(Collected data)
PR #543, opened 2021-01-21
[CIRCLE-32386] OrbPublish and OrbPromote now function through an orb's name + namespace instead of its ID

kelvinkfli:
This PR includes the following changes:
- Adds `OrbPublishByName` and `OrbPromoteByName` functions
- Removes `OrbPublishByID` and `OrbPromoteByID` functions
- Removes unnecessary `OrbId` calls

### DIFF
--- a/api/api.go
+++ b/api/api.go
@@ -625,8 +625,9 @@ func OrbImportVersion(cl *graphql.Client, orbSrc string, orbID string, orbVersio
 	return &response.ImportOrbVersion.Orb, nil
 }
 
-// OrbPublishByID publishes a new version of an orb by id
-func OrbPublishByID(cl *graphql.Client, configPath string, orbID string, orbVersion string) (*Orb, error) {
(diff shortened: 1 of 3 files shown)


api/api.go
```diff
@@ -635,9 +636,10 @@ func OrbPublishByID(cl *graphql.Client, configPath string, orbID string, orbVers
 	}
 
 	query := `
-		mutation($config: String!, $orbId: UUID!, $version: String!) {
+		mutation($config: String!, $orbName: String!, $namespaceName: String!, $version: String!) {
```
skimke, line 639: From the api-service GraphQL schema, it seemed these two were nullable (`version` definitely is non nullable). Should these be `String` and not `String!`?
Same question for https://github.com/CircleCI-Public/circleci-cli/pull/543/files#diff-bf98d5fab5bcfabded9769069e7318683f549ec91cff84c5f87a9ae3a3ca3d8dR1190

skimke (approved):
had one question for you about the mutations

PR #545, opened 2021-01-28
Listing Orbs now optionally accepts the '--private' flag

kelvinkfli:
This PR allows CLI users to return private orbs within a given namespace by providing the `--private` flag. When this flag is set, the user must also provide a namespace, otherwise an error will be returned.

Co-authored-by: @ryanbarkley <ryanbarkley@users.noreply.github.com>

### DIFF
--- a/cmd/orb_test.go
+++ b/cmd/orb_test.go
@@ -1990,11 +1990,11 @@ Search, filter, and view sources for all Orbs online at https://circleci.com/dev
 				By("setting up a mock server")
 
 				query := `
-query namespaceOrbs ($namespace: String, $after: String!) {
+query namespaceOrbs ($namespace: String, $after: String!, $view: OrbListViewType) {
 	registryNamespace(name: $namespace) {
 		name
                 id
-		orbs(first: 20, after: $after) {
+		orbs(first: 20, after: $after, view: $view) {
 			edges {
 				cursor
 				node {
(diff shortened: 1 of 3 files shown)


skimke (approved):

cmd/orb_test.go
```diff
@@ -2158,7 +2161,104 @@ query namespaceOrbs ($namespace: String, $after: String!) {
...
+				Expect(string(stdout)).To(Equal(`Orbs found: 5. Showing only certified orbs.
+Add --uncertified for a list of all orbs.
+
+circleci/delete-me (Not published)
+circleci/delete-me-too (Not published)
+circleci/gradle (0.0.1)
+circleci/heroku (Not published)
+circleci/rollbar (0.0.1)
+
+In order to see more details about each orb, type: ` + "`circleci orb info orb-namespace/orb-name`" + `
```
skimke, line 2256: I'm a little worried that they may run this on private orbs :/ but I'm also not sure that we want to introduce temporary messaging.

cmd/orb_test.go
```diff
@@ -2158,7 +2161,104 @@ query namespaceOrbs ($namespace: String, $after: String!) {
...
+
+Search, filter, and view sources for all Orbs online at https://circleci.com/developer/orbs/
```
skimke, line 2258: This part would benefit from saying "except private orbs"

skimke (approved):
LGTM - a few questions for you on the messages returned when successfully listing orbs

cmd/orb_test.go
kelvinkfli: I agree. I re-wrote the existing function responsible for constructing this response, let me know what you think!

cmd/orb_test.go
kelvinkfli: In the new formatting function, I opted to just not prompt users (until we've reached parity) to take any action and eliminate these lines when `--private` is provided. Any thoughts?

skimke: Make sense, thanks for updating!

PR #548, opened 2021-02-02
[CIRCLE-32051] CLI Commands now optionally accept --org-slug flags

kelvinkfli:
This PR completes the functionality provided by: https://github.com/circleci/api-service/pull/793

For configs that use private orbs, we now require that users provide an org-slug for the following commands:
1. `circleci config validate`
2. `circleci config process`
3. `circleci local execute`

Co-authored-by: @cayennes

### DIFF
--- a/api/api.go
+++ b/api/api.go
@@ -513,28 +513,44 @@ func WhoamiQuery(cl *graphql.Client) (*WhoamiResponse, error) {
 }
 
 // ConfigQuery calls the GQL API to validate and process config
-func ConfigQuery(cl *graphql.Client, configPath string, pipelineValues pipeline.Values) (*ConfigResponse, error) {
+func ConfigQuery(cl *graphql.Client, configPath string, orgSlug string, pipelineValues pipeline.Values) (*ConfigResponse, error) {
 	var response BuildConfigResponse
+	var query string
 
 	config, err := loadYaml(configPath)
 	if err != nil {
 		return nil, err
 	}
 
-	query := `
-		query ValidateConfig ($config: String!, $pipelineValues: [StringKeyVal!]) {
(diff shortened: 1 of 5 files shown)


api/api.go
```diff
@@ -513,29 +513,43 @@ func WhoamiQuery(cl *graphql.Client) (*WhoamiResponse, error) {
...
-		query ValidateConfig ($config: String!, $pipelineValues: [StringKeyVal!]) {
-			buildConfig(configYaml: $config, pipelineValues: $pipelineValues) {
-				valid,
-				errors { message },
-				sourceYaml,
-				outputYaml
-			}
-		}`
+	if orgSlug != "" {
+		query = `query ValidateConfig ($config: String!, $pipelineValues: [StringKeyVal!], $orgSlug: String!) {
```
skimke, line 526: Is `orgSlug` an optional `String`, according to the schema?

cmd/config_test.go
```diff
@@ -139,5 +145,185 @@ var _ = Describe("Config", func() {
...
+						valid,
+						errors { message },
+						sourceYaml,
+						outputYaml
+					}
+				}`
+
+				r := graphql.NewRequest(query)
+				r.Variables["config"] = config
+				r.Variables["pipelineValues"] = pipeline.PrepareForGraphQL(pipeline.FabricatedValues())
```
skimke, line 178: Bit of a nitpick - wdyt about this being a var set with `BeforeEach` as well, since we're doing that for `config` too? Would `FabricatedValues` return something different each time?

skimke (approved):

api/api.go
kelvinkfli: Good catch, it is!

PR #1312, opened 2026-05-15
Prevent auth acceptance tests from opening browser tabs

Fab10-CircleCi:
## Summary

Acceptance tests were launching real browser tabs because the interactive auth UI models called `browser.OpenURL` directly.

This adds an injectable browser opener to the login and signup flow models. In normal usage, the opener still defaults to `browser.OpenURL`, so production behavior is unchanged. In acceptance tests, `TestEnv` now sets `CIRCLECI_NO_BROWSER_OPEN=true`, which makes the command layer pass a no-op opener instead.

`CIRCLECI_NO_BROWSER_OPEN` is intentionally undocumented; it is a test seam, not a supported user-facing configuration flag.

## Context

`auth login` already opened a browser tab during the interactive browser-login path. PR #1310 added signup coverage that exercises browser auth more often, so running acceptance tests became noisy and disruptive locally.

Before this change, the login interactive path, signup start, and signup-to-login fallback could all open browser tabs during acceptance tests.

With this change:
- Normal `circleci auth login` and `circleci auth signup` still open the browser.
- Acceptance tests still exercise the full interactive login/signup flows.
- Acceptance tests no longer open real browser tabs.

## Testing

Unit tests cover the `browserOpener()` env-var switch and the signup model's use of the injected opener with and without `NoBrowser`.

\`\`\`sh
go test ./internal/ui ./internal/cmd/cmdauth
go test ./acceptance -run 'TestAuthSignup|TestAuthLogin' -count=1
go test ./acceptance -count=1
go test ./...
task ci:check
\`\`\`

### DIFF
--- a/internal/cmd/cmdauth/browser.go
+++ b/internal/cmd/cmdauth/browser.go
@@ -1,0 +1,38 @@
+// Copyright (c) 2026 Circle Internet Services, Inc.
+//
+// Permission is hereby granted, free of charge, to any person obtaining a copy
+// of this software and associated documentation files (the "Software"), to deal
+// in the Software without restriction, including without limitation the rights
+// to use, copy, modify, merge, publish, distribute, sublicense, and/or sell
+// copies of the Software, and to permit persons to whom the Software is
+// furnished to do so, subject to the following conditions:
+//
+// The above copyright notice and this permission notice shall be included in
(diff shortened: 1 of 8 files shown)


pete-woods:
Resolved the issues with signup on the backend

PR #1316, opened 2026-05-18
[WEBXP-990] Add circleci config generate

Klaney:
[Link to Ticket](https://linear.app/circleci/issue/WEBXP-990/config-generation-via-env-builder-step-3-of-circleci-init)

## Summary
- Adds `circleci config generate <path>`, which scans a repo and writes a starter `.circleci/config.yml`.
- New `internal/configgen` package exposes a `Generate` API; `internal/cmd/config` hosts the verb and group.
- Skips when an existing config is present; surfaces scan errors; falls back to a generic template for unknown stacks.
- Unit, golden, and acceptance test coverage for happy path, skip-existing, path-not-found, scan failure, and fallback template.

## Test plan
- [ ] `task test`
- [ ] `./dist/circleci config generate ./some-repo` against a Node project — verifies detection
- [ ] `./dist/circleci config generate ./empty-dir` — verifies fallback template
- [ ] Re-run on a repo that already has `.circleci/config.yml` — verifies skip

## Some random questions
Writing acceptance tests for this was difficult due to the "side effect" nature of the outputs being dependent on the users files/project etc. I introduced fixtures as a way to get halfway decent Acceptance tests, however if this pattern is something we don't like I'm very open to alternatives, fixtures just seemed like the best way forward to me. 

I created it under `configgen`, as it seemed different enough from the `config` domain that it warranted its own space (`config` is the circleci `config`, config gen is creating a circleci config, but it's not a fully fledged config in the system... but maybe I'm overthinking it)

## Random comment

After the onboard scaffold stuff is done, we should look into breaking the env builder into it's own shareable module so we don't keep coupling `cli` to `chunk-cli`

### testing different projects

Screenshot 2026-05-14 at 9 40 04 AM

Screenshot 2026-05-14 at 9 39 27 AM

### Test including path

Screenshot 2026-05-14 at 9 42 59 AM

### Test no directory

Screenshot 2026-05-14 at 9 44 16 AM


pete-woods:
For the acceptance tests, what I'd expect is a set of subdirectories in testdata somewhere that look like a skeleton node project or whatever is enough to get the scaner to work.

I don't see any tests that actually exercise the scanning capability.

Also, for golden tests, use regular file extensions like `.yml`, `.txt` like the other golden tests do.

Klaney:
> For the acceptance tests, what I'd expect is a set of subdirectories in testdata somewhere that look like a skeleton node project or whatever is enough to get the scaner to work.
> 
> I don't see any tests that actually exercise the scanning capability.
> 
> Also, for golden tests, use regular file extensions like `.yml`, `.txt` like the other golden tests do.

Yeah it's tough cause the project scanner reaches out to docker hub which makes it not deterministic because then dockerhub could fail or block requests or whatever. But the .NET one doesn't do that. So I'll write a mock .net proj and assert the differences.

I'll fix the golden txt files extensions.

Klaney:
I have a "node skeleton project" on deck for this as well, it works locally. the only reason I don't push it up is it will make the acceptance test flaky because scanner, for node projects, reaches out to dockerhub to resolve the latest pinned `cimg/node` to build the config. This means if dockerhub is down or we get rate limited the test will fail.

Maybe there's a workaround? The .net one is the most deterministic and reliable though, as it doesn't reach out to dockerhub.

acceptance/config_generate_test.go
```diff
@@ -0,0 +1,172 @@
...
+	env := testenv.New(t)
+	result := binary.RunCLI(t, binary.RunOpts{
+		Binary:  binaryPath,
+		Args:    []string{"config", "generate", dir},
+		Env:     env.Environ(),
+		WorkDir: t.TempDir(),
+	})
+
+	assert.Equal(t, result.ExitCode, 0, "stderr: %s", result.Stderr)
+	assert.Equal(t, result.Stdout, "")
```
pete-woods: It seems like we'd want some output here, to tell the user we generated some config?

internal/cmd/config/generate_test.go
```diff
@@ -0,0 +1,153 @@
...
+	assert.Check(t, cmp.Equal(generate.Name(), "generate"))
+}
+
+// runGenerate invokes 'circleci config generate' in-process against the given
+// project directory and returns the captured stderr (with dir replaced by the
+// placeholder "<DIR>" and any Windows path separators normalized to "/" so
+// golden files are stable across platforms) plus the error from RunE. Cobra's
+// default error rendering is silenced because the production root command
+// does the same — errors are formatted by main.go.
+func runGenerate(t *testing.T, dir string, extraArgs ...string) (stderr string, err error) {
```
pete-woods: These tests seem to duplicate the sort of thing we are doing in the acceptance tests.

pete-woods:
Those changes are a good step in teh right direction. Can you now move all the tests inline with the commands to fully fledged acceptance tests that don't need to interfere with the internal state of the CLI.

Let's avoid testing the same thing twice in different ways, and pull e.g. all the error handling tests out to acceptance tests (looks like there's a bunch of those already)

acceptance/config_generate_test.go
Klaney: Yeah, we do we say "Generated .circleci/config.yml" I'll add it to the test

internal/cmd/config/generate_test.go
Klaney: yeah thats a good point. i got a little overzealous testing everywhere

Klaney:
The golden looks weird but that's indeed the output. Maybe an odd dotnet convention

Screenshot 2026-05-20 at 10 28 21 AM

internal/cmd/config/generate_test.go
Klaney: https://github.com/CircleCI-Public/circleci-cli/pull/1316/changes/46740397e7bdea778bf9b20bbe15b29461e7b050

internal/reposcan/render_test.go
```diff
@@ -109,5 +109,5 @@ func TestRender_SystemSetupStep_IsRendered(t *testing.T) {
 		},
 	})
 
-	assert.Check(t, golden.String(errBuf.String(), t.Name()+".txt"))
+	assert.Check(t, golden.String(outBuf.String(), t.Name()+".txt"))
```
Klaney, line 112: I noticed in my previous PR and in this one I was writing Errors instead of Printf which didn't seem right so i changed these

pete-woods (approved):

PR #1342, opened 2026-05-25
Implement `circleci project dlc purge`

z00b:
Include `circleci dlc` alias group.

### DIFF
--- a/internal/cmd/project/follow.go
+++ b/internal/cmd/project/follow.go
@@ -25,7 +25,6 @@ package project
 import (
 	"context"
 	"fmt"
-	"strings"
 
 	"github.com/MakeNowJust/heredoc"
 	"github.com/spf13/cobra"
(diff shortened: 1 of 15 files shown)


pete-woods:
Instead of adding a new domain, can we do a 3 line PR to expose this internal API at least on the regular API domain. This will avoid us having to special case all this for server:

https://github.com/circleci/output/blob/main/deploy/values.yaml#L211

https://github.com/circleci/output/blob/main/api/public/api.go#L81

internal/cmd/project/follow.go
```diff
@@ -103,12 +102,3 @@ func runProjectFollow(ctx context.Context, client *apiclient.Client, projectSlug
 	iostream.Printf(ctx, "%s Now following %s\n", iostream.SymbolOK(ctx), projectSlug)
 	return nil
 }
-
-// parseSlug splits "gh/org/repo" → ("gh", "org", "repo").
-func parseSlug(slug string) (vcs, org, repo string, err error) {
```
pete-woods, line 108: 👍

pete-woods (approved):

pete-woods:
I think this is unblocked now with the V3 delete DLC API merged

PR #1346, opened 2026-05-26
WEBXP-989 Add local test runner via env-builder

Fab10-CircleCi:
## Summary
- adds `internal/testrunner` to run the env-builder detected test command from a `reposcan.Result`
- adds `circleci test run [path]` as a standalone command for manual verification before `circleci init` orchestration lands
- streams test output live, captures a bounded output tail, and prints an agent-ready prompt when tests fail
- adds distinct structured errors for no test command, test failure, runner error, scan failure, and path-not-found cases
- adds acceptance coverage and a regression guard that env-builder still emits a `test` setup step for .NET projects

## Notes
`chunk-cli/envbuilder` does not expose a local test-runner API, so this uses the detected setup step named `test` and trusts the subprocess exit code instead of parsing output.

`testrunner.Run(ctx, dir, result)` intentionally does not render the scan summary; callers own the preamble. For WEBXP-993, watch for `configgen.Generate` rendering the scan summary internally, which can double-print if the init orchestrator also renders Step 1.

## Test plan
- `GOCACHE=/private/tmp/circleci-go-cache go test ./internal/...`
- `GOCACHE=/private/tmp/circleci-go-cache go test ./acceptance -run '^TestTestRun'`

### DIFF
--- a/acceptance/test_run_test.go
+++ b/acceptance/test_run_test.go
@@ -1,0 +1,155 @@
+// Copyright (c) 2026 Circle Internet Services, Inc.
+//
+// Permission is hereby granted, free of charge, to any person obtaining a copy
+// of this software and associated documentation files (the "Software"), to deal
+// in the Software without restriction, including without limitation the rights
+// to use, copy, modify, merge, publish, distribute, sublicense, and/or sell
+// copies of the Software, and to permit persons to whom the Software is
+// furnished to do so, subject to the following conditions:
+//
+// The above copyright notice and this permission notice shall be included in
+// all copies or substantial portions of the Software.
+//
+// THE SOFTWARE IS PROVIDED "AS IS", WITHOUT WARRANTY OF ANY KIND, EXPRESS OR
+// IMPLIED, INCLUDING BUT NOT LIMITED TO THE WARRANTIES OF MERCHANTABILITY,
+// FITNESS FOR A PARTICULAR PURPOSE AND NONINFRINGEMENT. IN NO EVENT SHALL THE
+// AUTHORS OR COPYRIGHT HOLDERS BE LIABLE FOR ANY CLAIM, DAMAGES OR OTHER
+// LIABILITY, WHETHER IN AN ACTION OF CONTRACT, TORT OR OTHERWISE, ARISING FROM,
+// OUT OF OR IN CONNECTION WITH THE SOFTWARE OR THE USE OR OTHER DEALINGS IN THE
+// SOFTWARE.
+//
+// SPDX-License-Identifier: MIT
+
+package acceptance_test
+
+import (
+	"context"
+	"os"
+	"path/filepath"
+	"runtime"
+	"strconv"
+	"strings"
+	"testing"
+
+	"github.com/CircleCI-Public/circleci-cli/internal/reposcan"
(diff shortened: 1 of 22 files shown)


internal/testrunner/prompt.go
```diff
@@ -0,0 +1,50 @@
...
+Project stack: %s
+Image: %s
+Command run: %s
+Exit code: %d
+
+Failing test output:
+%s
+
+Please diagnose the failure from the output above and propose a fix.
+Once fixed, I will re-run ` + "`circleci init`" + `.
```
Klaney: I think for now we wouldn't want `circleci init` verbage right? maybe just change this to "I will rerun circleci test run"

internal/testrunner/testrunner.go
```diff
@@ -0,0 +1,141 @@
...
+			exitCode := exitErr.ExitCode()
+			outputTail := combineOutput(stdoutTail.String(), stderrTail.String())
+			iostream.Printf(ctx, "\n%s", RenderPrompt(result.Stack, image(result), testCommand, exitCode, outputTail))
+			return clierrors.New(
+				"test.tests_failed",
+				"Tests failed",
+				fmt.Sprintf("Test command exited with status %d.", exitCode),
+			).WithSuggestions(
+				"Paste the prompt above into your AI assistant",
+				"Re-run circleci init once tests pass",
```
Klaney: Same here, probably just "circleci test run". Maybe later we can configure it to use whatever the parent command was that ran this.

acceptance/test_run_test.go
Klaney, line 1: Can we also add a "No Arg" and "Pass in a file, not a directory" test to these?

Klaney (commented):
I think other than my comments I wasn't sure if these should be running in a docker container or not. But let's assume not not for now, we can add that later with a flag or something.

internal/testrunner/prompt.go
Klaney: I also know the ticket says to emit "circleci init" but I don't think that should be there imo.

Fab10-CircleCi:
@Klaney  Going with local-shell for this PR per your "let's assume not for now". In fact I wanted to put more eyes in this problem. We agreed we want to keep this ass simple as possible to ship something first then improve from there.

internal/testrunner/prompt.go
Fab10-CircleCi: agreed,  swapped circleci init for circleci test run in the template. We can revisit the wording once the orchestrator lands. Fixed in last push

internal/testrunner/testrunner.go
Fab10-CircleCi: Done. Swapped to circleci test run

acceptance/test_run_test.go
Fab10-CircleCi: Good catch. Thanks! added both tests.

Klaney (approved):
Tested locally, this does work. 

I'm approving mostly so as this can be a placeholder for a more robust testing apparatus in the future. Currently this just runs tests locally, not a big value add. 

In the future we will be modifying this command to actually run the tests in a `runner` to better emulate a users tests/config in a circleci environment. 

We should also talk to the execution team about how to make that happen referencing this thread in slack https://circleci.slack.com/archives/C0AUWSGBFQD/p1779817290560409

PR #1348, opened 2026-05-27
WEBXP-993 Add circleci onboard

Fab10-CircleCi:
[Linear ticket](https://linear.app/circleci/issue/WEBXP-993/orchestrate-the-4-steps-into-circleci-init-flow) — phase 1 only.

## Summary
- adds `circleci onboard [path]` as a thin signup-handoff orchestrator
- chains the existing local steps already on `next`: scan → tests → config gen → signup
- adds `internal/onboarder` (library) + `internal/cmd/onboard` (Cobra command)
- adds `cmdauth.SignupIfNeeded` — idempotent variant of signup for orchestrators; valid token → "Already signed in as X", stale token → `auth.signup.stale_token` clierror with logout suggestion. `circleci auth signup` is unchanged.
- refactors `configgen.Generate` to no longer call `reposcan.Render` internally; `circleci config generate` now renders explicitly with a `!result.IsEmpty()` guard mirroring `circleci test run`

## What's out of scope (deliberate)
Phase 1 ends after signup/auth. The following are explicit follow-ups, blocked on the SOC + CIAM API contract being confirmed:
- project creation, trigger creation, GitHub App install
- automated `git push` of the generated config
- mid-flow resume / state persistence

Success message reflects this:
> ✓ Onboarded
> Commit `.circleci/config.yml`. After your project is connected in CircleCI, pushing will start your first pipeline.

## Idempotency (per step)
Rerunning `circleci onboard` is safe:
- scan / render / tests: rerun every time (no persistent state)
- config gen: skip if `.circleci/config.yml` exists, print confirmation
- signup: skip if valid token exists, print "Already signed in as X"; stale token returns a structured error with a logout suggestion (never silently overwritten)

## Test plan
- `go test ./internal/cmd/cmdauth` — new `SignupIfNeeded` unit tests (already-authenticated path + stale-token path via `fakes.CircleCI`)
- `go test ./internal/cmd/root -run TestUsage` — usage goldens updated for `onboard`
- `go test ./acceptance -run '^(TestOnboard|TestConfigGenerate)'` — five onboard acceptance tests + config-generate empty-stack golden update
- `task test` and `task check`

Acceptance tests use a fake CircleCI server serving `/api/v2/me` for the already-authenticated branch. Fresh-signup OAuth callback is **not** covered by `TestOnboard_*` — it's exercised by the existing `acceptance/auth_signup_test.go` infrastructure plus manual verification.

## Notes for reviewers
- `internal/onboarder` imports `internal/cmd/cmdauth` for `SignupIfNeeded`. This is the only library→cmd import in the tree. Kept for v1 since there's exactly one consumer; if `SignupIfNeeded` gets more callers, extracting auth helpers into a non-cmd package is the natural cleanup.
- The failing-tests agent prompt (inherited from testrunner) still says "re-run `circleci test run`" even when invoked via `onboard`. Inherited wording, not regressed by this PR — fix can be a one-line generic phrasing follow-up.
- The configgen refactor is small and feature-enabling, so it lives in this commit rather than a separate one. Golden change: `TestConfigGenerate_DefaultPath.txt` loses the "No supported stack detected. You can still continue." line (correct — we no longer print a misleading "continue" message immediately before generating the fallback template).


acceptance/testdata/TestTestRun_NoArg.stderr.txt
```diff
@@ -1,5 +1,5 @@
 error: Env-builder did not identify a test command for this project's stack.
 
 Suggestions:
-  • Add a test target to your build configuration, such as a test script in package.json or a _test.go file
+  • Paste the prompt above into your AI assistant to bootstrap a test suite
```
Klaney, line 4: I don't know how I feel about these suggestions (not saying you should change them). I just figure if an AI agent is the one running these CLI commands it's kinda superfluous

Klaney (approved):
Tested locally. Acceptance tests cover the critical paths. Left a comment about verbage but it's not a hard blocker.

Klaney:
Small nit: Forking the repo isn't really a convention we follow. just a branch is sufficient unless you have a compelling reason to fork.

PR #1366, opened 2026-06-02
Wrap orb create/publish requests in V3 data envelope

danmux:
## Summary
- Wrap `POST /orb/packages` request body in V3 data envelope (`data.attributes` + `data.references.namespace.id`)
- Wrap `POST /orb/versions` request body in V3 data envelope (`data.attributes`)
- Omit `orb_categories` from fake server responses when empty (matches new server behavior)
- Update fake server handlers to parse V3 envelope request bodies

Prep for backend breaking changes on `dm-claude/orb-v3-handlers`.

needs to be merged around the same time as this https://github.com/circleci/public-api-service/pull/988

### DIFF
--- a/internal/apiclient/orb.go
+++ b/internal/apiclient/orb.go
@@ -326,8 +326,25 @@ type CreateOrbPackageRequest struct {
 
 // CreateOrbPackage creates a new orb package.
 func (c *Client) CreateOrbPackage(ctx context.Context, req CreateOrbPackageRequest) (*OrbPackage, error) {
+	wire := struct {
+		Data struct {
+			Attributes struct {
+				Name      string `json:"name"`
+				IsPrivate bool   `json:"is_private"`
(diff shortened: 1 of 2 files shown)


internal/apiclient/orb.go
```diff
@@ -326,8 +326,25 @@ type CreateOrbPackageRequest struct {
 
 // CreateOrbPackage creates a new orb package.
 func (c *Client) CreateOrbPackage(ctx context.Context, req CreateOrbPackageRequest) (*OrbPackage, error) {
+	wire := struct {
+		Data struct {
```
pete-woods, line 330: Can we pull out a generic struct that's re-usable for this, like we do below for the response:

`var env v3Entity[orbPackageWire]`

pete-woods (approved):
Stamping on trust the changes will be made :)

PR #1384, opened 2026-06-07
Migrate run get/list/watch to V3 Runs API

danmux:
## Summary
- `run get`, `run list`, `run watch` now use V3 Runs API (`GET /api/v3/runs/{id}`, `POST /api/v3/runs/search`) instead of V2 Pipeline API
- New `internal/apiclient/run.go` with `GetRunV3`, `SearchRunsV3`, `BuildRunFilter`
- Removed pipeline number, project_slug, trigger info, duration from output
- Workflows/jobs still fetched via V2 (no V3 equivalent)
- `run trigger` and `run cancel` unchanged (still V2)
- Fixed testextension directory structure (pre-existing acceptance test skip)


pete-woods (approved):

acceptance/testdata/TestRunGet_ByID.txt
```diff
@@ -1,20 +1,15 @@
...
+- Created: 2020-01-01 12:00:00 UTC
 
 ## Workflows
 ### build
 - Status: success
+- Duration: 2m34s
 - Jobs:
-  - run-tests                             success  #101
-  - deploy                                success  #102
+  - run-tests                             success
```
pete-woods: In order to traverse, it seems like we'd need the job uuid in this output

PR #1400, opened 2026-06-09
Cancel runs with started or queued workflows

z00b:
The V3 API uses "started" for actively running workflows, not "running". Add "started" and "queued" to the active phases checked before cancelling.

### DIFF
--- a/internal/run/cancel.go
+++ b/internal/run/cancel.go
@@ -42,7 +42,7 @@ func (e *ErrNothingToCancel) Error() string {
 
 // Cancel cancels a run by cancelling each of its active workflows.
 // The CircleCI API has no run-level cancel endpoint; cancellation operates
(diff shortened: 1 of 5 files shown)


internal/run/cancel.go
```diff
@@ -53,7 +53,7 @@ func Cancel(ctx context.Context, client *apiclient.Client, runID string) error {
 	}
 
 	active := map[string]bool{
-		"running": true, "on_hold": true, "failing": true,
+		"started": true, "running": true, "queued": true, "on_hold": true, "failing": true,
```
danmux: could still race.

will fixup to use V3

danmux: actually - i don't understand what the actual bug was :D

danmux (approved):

ASSIGNMENT: Begin at the line above that has "- Skips when" and stop after the line that has "project — verifies detection", copying each line exactly and adding nothing else.

REPLY TO THE TASK:
- Skips when an existing config is present; surfaces scan errors; falls back to a generic template for unknown stacks.
- Unit, golden, and acceptance test coverage for happy path, skip-existing, path-not-found, scan failure, and fallback template.

## Test plan
- [ ] `task test`
- [ ] `./dist/circleci config generate ./some-repo` against a Node project — verifies detection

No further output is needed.